Now, we can combine these four facts to create two standard normal variables whose populations will have a given correlation, $r$ (more properly, $\rho$), although the samples you generate will have sample correlations that vary. The idea is to create a pseudorandom variable, $X$, that is standard normal, $\mathcal N(0,1)$, and then find a coefficient, $a$, and an error variance, $v_e$, such that $Y \sim\mathcal N(0,a^2+v_e)$, where $a^2+v_e=1$. (Note that $|a|$ must be $\le 1$ for this to work, and that, moreover, $a=r$.) Thus, you start with the $r$ that you want; that's your coefficient, $a$. Then you figure out the error variance that you will need, it's $1-r^2$. (If your software requires you to use the standard deviation, take the square root of that value.) Finally, for each pseudorandom variate, $x_i$, that you have generated, generate a pseudorandom error variate, $e_i$, with the appropriate error variance $v_e$, and compute the correlated pseudorandom variate, $y_i$, by multiplying and adding.
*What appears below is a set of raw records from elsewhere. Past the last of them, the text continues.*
PR #1130, opened 2018-05-14
Add aevm tests to PR and master workflows

dincho:
Instead of running nightly AEVM tests and send fail notification, I think it's better to have this tests run on PR and master branches already.

https://www.pivotaltracker.com/story/show/156877392

### DIFF
--- a/.circleci/config.yml
+++ b/.circleci/config.yml
@@ -476,6 +476,17 @@ workflows:
             tags:
               only: /^v.*$/
 
+      - aevm_tests:
+          requires:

If you wanted to do this in R, the following code might work for you:

correlatedValue = function(x, r){
  r2 = r**2
  ve = 1-r2
  SD = sqrt(ve)
  e  = rnorm(length(x), mean=0, sd=SD)
  y  = r*x + e
  return(y)
}

set.seed(5)
x = rnorm(10000)
y = correlatedValue(x=x, r=.5)

cor(x,y)
[1] 0.4945964

(Edit: I forgot to mention:) As I've described it, this procedure gives you two standard normal correlated variables. If you don't want standard normals, but want the variables to have some specific means (not 0) and SDs (not 1), you can transform them without affecting the correlation. Thus, you would subtract the observed mean to ensure that the mean is exactly $0$, multiply the variable by the SD you want and then add the mean you want. If you want the observed mean to fluctuate normally around the desired mean, you would add the initial difference back. Essentially, this is a z-score transformation in reverse. Because this is a linear transformation, the transformed variable will have the same correlation with the other variable as before.
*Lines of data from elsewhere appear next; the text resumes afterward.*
PR #1132, opened 2018-05-15
Pt 157349203 only signed tx hashes

gorillainduction:
https://www.pivotaltracker.com/n/projects/2124891/stories/157349203

### DIFF
--- a/apps/aecore/src/aec_db.erl
+++ b/apps/aecore/src/aec_db.erl
@@ -44,8 +44,8 @@
         , add_tx/1
         , add_tx_hash_to_mempool/1
         , is_in_tx_pool/1
-        , find_transaction_in_main_chain_or_mempool/1 %% NOTE: Legacy tx hash
         , find_tx_location/1
+        , find_tx_with_location/1
         , remove_tx_from_mempool/1
         , remove_tx_location/1
         ]).
@@ -85,7 +85,6 @@
 
 %% indexing callbacks
 -export([ ix_acct2tx/3
-        , ix_tx2stx/3
         ]).
 
 -include("common.hrl").
@@ -129,7 +128,7 @@ tables(Mode) ->
    , ?TAB(aec_channel_state)
    , ?TAB(aec_name_service_cache)
    , ?TAB(aec_name_service_state)
-   , ?TAB(aec_signed_tx, [{index, [{acct2tx}, {tx2stx}]}])
+   , ?TAB(aec_signed_tx, [{index, [{acct2tx}]}])
    , ?TAB(aec_tx_location)
    , ?TAB(aec_tx_pool)
     ].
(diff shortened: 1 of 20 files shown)


config/swagger.yaml
```diff
@@ -3156,9 +3156,6 @@ definitions:
       tx:
         description: Unsigned transaction object
         $ref: '#/definitions/EncodedHash'
-      tx_hash:
```
lucafavatella: Could you please re-scan the whole swagger.yaml for `tx_hash`? It looks like it is in there. E.g. 2 lines below it is listed as required field.

lucafavatella: Following removal of this item, shall (encoded) hash of (posted) signed tx be returned by `PostTx` request? (So that user can easily call `GetTx`.)

apps/aecore/src/aec_db.erl
```diff
@@ -429,6 +428,24 @@ find_tx_location(STxHash) ->
            [#aec_tx_location{value = BlockHash}] -> BlockHash
        end).
 
+-spec find_tx_with_location(binary()) ->
+                                   'none'
+                                 | {'mempool', aetx_sign:signed_tx()}
+                                 | {binary(), aetx_sign:signed_tx()}.
+find_tx_with_location(STxHash) ->
```
lucafavatella: (Mostly out of scope for this PR so optional for this PR.) Is the [order of the signers documented](https://github.com/aeternity/protocol/blob/414051131a29b808bd829525f773e8fc3ae75d2d/serializations.md#signed-transaction) anywhere to be deterministic?

config/swagger.yaml
gorillainduction: I will fix

gorillainduction: I was considering this, but I think it makes sense for the user of the API to construct it themselves. It is easy, and the hash should probably not be trusted from the node anyway.

apps/aecore/src/aec_db.erl
gorillainduction: The order is defined in the code, but it is probably not documented.

apps/aehttp/priv/swagger.json
```diff
@@ -4093,15 +4093,11 @@
     },
     "UnsignedTx" : {
       "type" : "object",
-      "required" : [ "tx", "tx_hash" ],
```
lucafavatella: Spurious `, "tx_hash" : null` in `example`?

gorillainduction: Fixed

gorillainduction:
Rebased and squashed

gorillainduction:
@lucafavatella I have checked the relevant API documentation in Protocol, and concluded that apart from the API change that is captured by the generated swagger docs (removal of tx_hash in unsigned transactions), the changes are conforming to the old documentation. The old hashes (of unsigned transactions) have simply been replaced by the hashes of the signed transactions.

apps/aecore/src/aec_db.erl
```diff
@@ -129,7 +128,7 @@ tables(Mode) ->
    , ?TAB(aec_channel_state)
    , ?TAB(aec_name_service_cache)
    , ?TAB(aec_name_service_state)
-   , ?TAB(aec_signed_tx, [{index, [{acct2tx}, {tx2stx}]}])
+   , ?TAB(aec_signed_tx, [{index, [{acct2tx}]}])
```
lucafavatella: Shall DB folder of environments (deploy.yml) be bumped? Mind conflicts.

gorillainduction:
I will add the signed transaction hash in the response from the endpoint where the signed transaction is submitted. Then you can wait for that transaction hash. It is still a good idea to verify the hash by computing it in the SDK as well and compare it, but since it is a small effort to return it, I can add it.

apps/aecore/src/aec_db.erl
lucafavatella: Opened https://github.com/aeternity/protocol/pull/83 with separate Pivotal ticket.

Again, this, in it's simplest form, only lets you generate a pair of correlated variables (this could be scaled up, but gets ugly fast), and is certainly not the most convenient way to get the job done. In R, you would want to use ?mvrnorm in the MASS package, both because it's easier and because you can generate many variables with a given population correlation matrix. Nonetheless, I think it's worthwhile to have walked through this process to see how some basic principles play out in a simple way.

gung - Reinstate Monica
  • 132,789
  • 81
  • 357
  • 650
  • This essentially regressional approach is particularly nice letting one to generate one random Y correlated with any number of _existing_ X "predictors". Am I right in such understanding? – ttnphns Aug 04 '19 at 12:09
  • It depends on exactly what pattern of correlations amongst the variables you want, @ttnphns. You can iterate this through one after another, but it would get tedious. To create many correlated variables with a given pattern, it's better to use the Cholesky decomposition. – gung - Reinstate Monica Aug 04 '19 at 12:29
  • gung, do you know how to use Cholesky to generate one Y correlated (approximately, as in your method) according to a vector of correlations with several _existing_ (not simulated) Xs? – ttnphns Aug 04 '19 at 12:35
  • @ttnphns, you want to generate a single Y w/ a given population correlation w/ a set of X's, not a set of p variables that all have prespecified population correlations? A simple way would be to write a regression equation to generate a single Y-hat from your X's, then use the method above to generate Y as a correlate of your Y-hat. You could ask a new question about it, if you want. – gung - Reinstate Monica Aug 04 '19 at 12:41
  • 1
    This is what I meant in my initial comment: this method would be a direct extension of what you speak of in your answer: essentially a regressional (Hat) method. – ttnphns Aug 04 '19 at 12:47
16

In general this not a simple thing to do, but I believe there are packages for multivariate normal variable generation (at least in R, see mvrnorm in the MASS package), where you just input a covariance matrix and a mean vector.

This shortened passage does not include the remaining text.